Would you please copy every line below that includes the string "homography"?

*** EXTRACTED ENTRIES Section Begins ***

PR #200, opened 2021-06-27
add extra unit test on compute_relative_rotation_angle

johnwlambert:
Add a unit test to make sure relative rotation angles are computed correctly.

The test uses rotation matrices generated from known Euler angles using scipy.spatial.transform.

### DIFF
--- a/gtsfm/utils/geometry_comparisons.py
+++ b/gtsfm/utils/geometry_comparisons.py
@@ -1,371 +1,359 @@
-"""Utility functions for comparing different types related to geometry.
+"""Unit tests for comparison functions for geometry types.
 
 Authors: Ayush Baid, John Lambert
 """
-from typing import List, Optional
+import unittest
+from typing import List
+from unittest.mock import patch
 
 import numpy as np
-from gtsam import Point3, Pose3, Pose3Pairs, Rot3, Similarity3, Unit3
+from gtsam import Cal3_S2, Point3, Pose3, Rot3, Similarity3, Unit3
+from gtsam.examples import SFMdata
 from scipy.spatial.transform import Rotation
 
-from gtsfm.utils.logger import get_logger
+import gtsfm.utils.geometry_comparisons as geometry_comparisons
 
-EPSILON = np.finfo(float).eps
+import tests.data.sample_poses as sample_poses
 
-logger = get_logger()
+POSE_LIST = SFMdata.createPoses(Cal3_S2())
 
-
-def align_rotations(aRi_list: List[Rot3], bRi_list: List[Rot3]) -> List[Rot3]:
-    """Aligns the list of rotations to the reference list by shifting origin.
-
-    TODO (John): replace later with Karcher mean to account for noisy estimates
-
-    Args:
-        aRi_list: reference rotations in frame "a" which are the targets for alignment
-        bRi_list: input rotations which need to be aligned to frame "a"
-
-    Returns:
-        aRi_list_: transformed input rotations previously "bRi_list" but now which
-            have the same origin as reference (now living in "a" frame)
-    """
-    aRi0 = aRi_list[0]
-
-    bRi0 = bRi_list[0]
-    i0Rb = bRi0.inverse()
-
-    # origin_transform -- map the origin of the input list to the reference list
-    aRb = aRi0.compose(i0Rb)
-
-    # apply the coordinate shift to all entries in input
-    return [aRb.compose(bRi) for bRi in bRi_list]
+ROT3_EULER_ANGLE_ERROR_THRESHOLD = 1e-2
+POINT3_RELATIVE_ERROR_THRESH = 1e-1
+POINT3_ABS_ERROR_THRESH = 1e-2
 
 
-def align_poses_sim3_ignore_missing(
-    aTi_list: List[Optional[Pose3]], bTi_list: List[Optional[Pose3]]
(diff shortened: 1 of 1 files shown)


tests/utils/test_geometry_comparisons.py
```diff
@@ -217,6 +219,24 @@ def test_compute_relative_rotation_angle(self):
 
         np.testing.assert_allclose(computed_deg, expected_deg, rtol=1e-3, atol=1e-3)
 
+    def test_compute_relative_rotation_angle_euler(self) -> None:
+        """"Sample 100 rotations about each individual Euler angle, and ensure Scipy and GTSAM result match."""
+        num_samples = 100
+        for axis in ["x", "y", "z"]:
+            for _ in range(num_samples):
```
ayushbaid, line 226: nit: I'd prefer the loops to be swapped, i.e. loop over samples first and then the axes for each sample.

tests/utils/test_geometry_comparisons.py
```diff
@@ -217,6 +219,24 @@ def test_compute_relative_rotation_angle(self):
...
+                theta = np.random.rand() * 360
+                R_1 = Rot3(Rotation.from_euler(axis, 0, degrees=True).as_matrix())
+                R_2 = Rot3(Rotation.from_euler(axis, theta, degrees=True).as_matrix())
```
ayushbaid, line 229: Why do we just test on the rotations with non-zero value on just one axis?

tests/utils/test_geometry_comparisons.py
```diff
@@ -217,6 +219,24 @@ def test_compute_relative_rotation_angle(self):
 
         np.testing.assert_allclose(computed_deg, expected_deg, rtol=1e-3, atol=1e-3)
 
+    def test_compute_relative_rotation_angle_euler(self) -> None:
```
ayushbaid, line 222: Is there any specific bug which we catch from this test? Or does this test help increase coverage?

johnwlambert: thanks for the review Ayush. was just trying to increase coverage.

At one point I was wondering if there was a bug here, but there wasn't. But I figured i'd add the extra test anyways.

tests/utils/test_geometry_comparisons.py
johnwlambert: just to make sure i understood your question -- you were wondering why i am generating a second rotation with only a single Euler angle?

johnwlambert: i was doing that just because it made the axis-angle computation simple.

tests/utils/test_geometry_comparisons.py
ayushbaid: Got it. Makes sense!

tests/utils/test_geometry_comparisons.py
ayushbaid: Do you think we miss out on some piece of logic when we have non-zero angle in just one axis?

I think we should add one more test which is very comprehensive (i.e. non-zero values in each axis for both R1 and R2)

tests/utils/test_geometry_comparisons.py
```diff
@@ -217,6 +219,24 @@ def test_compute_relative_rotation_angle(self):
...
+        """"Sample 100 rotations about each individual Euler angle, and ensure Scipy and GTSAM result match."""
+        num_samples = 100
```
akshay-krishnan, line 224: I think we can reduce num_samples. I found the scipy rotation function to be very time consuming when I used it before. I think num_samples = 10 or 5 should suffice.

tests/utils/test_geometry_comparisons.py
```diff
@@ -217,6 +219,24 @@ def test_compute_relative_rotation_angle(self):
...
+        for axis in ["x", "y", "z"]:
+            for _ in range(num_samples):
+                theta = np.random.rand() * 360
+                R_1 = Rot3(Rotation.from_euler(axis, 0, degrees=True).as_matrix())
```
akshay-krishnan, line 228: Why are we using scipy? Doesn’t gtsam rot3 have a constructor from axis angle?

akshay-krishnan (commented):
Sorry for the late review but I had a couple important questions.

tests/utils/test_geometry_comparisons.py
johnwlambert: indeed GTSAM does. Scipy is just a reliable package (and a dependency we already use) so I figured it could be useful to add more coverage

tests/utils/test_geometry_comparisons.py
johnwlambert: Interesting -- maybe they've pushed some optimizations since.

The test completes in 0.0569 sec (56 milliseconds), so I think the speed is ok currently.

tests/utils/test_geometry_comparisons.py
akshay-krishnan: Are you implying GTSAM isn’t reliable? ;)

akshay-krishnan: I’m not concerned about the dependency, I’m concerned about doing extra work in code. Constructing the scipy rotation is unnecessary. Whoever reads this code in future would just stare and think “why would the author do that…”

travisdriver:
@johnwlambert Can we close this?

*** EXTRACTED ENTRIES Section Ends ***
*** EXTRACTED ENTRIES Section Begins ***

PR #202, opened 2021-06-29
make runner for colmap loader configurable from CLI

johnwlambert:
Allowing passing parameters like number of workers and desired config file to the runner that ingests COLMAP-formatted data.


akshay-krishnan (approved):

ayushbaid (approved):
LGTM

*** EXTRACTED ENTRIES Section Ends ***
*** EXTRACTED ENTRIES Section Begins ***

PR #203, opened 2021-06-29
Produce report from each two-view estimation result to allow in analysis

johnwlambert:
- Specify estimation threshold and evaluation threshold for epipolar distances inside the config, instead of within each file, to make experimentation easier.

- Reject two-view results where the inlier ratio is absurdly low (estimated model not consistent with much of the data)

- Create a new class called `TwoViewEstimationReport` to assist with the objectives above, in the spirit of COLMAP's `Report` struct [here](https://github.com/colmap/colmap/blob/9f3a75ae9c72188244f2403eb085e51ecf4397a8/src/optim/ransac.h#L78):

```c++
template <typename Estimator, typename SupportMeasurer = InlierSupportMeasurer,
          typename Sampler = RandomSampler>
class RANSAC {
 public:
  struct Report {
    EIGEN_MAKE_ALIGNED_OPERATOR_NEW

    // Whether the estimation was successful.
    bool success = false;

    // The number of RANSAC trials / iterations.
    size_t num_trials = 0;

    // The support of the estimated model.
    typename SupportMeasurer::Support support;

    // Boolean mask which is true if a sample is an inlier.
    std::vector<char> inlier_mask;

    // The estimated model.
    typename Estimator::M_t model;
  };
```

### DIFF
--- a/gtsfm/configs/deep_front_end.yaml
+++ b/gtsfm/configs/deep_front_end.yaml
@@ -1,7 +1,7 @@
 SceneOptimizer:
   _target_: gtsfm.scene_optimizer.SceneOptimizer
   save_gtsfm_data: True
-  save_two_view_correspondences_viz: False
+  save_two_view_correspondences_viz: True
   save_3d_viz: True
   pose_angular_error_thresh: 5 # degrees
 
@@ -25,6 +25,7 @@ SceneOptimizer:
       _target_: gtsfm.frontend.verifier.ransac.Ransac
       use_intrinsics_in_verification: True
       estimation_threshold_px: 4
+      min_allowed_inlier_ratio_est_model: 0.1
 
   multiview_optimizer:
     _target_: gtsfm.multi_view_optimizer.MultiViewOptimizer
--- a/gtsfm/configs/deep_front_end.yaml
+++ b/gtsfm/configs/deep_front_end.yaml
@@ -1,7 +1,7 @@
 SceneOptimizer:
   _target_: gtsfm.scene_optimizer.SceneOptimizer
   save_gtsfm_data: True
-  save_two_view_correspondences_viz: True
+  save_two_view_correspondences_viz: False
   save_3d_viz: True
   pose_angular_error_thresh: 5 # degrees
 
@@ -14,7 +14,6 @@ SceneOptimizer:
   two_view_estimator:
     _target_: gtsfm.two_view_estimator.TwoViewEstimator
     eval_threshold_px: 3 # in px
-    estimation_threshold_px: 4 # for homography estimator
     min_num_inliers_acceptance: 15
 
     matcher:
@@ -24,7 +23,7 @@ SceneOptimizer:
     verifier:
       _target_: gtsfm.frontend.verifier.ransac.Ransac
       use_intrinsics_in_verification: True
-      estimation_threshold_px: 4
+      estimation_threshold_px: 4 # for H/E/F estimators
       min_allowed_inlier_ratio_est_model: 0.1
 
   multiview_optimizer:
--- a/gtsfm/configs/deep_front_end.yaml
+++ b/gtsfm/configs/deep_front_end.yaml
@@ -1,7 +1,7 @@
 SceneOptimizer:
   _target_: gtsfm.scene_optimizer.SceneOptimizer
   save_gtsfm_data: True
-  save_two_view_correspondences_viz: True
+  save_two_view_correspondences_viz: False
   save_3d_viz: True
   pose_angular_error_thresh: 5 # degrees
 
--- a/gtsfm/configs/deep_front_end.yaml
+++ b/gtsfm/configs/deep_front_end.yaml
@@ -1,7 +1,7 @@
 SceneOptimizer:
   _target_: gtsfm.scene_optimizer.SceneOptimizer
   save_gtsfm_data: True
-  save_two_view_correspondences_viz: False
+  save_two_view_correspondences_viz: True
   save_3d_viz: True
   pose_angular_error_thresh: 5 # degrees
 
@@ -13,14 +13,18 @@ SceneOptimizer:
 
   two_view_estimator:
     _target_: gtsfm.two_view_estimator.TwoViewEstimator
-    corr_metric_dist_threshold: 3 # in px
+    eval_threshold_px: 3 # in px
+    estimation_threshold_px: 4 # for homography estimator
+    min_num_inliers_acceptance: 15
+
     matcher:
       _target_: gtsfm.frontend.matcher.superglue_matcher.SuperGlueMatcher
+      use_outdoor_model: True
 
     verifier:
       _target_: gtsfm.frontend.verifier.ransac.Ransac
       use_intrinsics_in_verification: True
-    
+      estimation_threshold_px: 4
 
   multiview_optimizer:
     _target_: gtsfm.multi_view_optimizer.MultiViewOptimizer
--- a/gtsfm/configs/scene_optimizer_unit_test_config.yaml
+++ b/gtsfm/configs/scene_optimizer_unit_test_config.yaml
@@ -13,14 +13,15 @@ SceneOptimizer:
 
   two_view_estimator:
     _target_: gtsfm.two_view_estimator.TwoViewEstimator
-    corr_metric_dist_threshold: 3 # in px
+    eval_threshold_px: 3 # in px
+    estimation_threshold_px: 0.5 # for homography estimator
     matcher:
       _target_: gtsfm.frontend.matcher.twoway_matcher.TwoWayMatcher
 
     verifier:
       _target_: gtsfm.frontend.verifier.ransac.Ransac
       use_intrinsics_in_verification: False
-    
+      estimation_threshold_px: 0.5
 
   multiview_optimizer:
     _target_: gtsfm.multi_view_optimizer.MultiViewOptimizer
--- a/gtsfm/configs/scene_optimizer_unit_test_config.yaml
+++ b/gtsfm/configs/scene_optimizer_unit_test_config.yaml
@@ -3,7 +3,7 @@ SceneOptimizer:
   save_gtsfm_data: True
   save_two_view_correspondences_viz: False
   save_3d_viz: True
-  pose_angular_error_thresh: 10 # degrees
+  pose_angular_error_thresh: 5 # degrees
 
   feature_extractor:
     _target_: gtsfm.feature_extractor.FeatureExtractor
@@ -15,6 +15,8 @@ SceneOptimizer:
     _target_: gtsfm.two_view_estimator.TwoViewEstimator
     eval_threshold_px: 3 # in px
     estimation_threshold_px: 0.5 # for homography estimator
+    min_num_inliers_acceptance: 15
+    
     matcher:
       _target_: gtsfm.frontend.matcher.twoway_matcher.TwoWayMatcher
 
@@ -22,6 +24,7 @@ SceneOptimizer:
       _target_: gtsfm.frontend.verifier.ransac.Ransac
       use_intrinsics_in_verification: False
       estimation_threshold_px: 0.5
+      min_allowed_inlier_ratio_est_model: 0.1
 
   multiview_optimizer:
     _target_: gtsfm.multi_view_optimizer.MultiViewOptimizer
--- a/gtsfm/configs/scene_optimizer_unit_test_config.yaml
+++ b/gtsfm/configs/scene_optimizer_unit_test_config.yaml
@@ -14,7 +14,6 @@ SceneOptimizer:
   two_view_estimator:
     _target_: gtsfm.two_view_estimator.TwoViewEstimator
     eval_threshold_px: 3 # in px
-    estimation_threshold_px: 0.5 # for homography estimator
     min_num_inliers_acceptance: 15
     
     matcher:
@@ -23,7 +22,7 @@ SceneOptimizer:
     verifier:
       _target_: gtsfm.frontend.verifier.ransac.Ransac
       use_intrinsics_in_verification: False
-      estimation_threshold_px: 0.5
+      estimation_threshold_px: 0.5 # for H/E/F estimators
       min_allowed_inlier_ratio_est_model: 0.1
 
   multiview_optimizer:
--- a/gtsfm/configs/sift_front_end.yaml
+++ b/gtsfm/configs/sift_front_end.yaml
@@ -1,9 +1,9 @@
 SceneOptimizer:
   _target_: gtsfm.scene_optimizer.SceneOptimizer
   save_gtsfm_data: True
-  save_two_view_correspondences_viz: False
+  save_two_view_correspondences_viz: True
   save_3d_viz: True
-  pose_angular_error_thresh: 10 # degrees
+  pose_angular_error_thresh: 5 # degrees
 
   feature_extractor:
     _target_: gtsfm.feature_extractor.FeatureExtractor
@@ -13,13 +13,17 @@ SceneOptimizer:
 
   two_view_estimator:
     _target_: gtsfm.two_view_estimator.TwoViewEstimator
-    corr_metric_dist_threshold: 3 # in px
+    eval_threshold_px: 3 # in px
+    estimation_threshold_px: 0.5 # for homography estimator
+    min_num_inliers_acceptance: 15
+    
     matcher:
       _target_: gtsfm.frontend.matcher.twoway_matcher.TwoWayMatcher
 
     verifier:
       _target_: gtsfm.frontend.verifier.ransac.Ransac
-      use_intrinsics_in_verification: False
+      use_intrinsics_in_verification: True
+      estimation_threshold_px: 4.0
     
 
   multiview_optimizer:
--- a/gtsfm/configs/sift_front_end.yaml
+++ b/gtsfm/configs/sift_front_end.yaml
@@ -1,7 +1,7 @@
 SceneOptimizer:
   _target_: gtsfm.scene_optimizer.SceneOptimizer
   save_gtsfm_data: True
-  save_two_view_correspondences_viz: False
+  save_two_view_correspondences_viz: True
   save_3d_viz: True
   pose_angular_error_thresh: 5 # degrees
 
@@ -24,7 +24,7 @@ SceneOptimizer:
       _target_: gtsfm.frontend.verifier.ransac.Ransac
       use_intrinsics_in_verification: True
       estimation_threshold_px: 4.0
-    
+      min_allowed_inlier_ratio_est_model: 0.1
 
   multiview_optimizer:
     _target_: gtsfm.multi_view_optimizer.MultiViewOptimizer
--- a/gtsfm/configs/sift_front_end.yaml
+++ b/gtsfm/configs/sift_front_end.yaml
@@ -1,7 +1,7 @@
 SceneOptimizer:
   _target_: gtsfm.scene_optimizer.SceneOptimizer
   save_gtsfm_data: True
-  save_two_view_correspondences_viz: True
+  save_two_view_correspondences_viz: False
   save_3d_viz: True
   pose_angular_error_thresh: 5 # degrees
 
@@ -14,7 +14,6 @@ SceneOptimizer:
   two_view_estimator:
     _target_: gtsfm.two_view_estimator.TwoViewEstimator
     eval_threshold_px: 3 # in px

*** EXTRACTED ENTRIES Section Ends ***

- [SOLUTION]
-    estimation_threshold_px: 4 # for homography estimator
+    estimation_threshold_px: 4 # for homography estimator
+    estimation_threshold_px: 0.5 # for homography estimator
     estimation_threshold_px: 0.5 # for homography estimator
-    estimation_threshold_px: 0.5 # for homography estimator
+    estimation_threshold_px: 0.5 # for homography estimator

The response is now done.